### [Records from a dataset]
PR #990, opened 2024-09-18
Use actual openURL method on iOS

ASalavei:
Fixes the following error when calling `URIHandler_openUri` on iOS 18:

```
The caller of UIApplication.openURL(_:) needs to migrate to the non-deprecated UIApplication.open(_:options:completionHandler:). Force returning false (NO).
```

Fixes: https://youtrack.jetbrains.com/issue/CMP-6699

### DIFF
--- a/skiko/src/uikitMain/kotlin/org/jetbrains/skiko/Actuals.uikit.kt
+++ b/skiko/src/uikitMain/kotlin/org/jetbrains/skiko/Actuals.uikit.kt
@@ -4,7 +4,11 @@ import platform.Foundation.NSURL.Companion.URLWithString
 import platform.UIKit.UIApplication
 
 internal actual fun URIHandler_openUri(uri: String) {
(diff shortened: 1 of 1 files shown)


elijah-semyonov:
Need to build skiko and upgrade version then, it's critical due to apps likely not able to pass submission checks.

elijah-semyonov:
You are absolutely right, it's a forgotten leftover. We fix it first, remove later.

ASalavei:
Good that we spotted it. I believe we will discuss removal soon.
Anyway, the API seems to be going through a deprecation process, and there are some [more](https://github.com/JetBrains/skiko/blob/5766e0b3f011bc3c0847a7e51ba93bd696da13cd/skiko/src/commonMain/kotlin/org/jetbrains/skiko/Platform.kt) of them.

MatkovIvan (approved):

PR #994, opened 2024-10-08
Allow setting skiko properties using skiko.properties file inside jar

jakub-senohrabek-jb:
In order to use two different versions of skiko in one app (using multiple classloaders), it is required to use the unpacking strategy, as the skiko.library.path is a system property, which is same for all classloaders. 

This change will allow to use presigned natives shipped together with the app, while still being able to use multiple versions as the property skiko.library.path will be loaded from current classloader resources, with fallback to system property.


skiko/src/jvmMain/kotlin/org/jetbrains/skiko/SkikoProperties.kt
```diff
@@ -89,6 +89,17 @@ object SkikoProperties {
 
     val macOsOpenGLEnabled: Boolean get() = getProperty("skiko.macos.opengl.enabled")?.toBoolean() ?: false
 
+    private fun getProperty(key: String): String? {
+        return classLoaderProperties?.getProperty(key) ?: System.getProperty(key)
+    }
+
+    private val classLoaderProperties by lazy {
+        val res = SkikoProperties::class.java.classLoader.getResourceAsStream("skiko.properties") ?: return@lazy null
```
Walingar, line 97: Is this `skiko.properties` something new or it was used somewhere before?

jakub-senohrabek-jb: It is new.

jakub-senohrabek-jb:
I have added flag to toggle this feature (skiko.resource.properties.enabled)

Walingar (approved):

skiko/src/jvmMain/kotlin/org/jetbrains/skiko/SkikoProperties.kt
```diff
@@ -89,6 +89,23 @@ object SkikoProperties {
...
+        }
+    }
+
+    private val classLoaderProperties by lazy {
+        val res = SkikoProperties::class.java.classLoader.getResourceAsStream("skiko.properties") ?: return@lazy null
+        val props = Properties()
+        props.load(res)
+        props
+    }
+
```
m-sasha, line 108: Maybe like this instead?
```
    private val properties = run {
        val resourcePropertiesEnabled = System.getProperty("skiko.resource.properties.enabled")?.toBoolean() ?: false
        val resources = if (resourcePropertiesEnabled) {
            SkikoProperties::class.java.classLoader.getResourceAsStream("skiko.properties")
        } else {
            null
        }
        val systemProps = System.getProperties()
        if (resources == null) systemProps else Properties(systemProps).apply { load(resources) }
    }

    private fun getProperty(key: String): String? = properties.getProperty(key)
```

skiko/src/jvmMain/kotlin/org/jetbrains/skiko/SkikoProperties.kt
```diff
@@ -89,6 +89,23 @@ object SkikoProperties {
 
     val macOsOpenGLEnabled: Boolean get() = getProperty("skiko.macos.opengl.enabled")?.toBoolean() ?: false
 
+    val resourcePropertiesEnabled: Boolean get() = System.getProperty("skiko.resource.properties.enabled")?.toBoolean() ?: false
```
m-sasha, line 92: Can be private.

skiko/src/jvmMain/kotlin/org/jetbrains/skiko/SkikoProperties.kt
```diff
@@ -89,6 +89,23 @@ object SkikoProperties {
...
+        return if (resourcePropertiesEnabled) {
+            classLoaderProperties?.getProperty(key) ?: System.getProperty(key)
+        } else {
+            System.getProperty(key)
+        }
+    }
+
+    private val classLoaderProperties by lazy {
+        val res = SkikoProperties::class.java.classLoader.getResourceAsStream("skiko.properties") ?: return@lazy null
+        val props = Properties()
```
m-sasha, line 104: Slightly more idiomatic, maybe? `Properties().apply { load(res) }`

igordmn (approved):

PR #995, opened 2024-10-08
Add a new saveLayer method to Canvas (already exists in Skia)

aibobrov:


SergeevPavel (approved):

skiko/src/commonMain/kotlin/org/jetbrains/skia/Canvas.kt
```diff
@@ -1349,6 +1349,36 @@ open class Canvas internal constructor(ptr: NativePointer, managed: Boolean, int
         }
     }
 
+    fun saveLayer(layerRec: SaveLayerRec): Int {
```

### [Required work]
Every line that contains the string "path" should be returned from the data.

### [Solution to this exercise]
In order to use two different versions of skiko in one app (using multiple classloaders), it is required to use the unpacking strategy, as the skiko.library.path is a system property, which is same for all classloaders. 
This change will allow to use presigned natives shipped together with the app, while still being able to use multiple versions as the property skiko.library.path will be loaded from current classloader resources, with fallback to system property.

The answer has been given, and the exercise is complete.